Kong turns out to be the good force on the Island, sparing its humanity. For those who have watched the older Kong movies, this should come as no surprise. In fact, my daughter reminded me that Kong is never the bad guy, just misunderstood. And what we think is a danger, turns out not to be.
But there are, of course, real baddies on the island. There is a group out there of Skullcrawlers who are out to destroy the world and all of it’s inhabitants. They are the real danger, not the creature who looks like a big hairy ape. All I can say is Duh!
Leaving out the politics, beginning with the camera woman Mason Weaver (Brie Larson) who said she wasn’t a journalist but a anti war journalist and moving to whether the old gasbag Skullcreature was Senior Orange minus the orange toupee, I believe this movie had an amazing message to it. Impossible you say! Inconceivable you think! (And then you imagine yourself to be a balding Sicilian boss named Vizzini.)

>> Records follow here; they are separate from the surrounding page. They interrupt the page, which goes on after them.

PR #232, opened 2023-04-12
PR: Remove usage of deprecated codecov package and move to GitHub Action variant

dalthviz:
Using the codecov package can causes CI to fail with `pip` since the `codecov` package was removed from PyPI. The error from CI is the following:

```
ERROR: Could not find a version that satisfies the requirement codecov (from versions: none)
ERROR: No matching distribution found for codecov
```

Example Spyder CI run where this happens: https://github.com/spyder-ide/spyder/actions/runs/4681680400/jobs/8294575413?pr=20421#step:10:420

Remove codecov from requirements and use Codecov GitHub Action instead to upload coverage reports


ccordoba12 (approved):
Thanks @dalthviz!

PR #233, opened 2023-05-04
PR: qta-browser update

pedromorgan:
Some `qta-browser` updates to make gui nicer. 

- A toolbar at top with actions
- make stuff persist with qsettings

**Hidden Motive**

- End goal is to "embed as widget in app" and let clients decide their own icons and colors ;-)

image


dalthviz:
Hi @pedromorgan thank you for your interest in improving the icon browser! I think the idea behind the changes makes sense but just in case, what do you think @ccordoba12 ?

Also, if this go forward I think we should update the screenshot for the icon browser and maybe expand a little bit the [README section about it](https://github.com/spyder-ide/qtawesome#icon-browser) (maybe including info about the settings that are persisted between launches?) and of course fix the failing tests :)

Thank you again for your interest in improving QtAwesome @pedromorgan !

pedromorgan:
hi @dalthviz, thanks for reply... and an updates patch

-  fixed the tests 
- removed settings, cos its not really necessary, as before

ccordoba12:
I looks good to me too, thanks @pedromorgan for your contribution!

pedromorgan:
Just updated screenshot 

Ready for merge.. TIA

pedromorgan:
@dalthviz @ccordoba12 How does this review work?

dalthviz:
Hi @pedromorgan sorry for the late response! Just approved the run of the CI to check that the tests are passing (and seems like everything is green now 🎉 ) and now we will give this a more throughful review :+1:

Just in case, after a quick check, looks like maybe the only couple of things I would say needs to be changed are:

* The icon of the window - Although pandas are nice, maybe using the `fa5s.icons` or `fa5b.font-awesome` icon could be better:

image

image

* Maybe the number of default columns (maybe to 6 or 8), since from the screenshot 10 seems like to much.

Anyhow, I would check this locally too as part of the review and maybe then the things above could not be so interesting to do or maybe some other suggestions could appear.

pedromorgan:
@dalthviz  fixed the icon...

Re columns, am using 30 across on a big screen.. the main reason I hacked in the first place..

dalthviz:
> Re columns, am using 30 across on a big screen.. the main reason I hacked in the first place..

Checked locally and actually I think the default columns number is okay :+1: However, the window minimum size is kind of big (at least for my screen) so probably we will need to reduce it a little bit. Locally I'm seeing:

 browser

I will leave some suggestions as a review to change the minimum size and some other little nitpicks (like the clear icon and maybe using tooltips instead of the addition of the `ToolBarGroup` class/instances as titles)

pedromorgan:
@dalthviz Done.. Fixed to minimum screen size ;-)))))))))))))

qtawesome/icon_browser.py
```diff
@@ -260,6 +311,31 @@ def data(self, index, role):
         return super().data(index, role)
 
 
+class ToolBarGroup(QtWidgets.QWidget):
```
dalthviz, line 314: Regarding this custom widget to add titles, what do you think if instead we just add tooltips to the relevant widgets so people can check/understand what they do?

So for example for the line edit that filters the icons:

filter

For the text for each element, it could be something like:

* Font combobox: `Select fonts prefix which icons will be included in the filtering`
* Filter line edit: `Filter icons by name`
* Selected icon line edit: `Full identifier of the currently selected icon`
* Copy button: `Copy selected icon full identifier to the clipboard`
* Theme combobox: `Select color palette for the icons and the icon browser`
* Columns combobox: `Select number of columns the icons list is showing`

qtawesome/tests/test_icon_browser.py
```diff
@@ -56,24 +56,34 @@ def test_copy(qtbot, browser):
...
 
-    assert "google" in clipboard.text()
+    assert "penguin" in clipboard.text()
 
-
-def test_filter(qtbot, browser):
+def test_filter_success(qtbot, browser):
     """
-    Ensure the filter UX works
+    What happens if a `penguin`
```
dalthviz, line 63: Lets rewrite this to:

```suggestion
    Ensure the filter UX works when searching for `penguin`
```

qtawesome/tests/test_icon_browser.py
```diff
@@ -56,24 +56,34 @@ def test_copy(qtbot, browser):
...
+    # Enter a search term and click
+    qtbot.keyClicks(browser._lineEditFilter, 'penguin')
+    qtbot.keyPress(browser._lineEditFilter, QtCore.Qt.Key_Enter)
+
+    filteredRowCount = browser._listView.model().rowCount()
+    assert filteredRowCount > 1
 
+def test_filter_fail(qtbot, browser):
+    """
+    What happens if a `not a penguin-penguin`
```
dalthviz, line 77: Lets rewrite this to be:

```suggestion
    Ensure the filter doesn't show results if the filter text doesn't mach any icon
```

dalthviz (commented):
Thank you again @pedromorgan for the work here! Left some initial comments regarding the widgets properties, move the list with possible number of columns to be a constant and also a way to simplify the code to clear the filter line edit.

Probably the biggest change that I propose in this review is to drop the usage of the custom class `ToolBarGroup` and just set tooltips for the different widgets, but let me know what do you think!

ccordoba12:
@pedromorgan, may I ask: why did you decide to close this pull request? We can help you finish it, if that's ok for you.

pedromorgan:
Because I got better things to do than fix some review on code style etc.  Also this is the first time in the discussion that a lot of the topics are brought up.

The time spent doing the review, could have been spent fixing the code itself.

So am not going to waste my time.. TA

pedromorgan:
I understand your role now.. A pointless job..

- So instead of actually doing things,
-  instead telling people to do things..
- instead of doing it themselves...

AFAIK..
- u should have merges it in your own branch
- clean it up to "YOUR" taste
- and then commit to main and job done..
- fingers crossed and job done

This explains a lot why foss project stall..
- and ultimately fork
- over a trivial issue

pedromorgan:
@dalthviz has spent more time revieing my code, that actually correct the errors within...

There is a weed in the garden
- I propose to remove it...
- No wait. .need to check first with code review

dalthviz:
I'm sorry @pedromorgan if the way I reviewed the PR frustated you. Just until yestarday I was able to make time to give a full review and it ended up having more changes/suggestions than I initially though. I still think that the work here is worthy to be finished and merged so if you are okay I can help finish the PR so it can be merged.

Again, truly sorry if the review process was not what you expected to be. By no means I wanted you to feel bad or frustated with this PR.

pedromorgan:
@derek-rein Why not just merge this, and go and fix it.. TIA.. ;-))))

- U spent more time on review, instead of taking the "kinda way i see it".. to fit your review ideals
- instead of merging it,, and then fixing it... even though my version is better than original > its now ever better..

Move faster please... and let ideas flow... Think more like a carpenter and wood rather than code..

PR #238, opened 2023-06-21
PR: Provide icon size when creating an `IconWidget`

StSav012:
I suggest adding a `size` keyword-only argument to the constructor of `IconWidget` to avoid extra `setIconSize` and `update` calls.

This way,
```python
icon_widget: qta.IconWidget = qta.IconWidget('mdi.web', color='blue')
icon_widget.setIconSize(QtCore.QSize(32, 32))
icon_widget.update()
```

I think this message begins with the understanding that bad things have happened before, and somehow we find our way through it that was alluded to about the 70s just post Vietnam and pre-Watergate scandal. How do we get through bad times? We get through them understanding our common connection to humanity. It is with this understanding that we find our way through the difficult times. We do it by seeing what’s common in each person, no matter how different they look, where they are from, or what set of beliefs they hold. Our humanity binds us together in so many amazing ways that go beyond fear, belief and prejudice.
Hank Marlow was the perfect example. He bonded with the Japanese pilot. He bonded with the inhabitants. And he immediately bonded with the military at the end, of which he had been a part of when he crashed. Everyone’s a brother when we fight in the trenches. Here is no different. It’s such a great message that I think many people who easily put up barriers between themselves and others need to hear.
I will try not to spoil the plot any more for those interested in seeing the movie. I’m just going to say that this is part of a new Monsterverse. And just like Marvel and D.C. films, you better stick it out to the end to find out the plans that they have for this new cinematic universe. Also, there is a slight bit of irony here that they grabbed so many people here who had been characters in Marvel Movies. It will be interesting to see where they go from here.
So why did I take my daughter? And what did I think of the film? I took my daughter because with so much fear being put out there in the world, we need to know that it’s never as big a challenge as we think it is. I wanted her to know that just because someone looks different and behaves differently than we do, does not make them bad. Bad is about what we do, not about how we appear. The film itself was beautifully shot, creditably well acted, and had just the right touches at the right times. People can act stupid in all movies. I would venture to guess that they do so in real life as well. (Just a hunch.) And, despite my protestations to the contrary, sometimes it’s nice to be sucked into a whole other world for two hours and enjoy the mindless ride. Bonus on the good message. Oh! And they had the trailer for the new Blade Runner sequel on the movie. Totally worth it! I’d give the movie 3 out of 4 stars. Or for those who loved my previous rating system: mostly toasty. (Yes I was crazy.).
So I’m dropping you off again for another couple of days. See you again on Tuesday. This is me, signing off.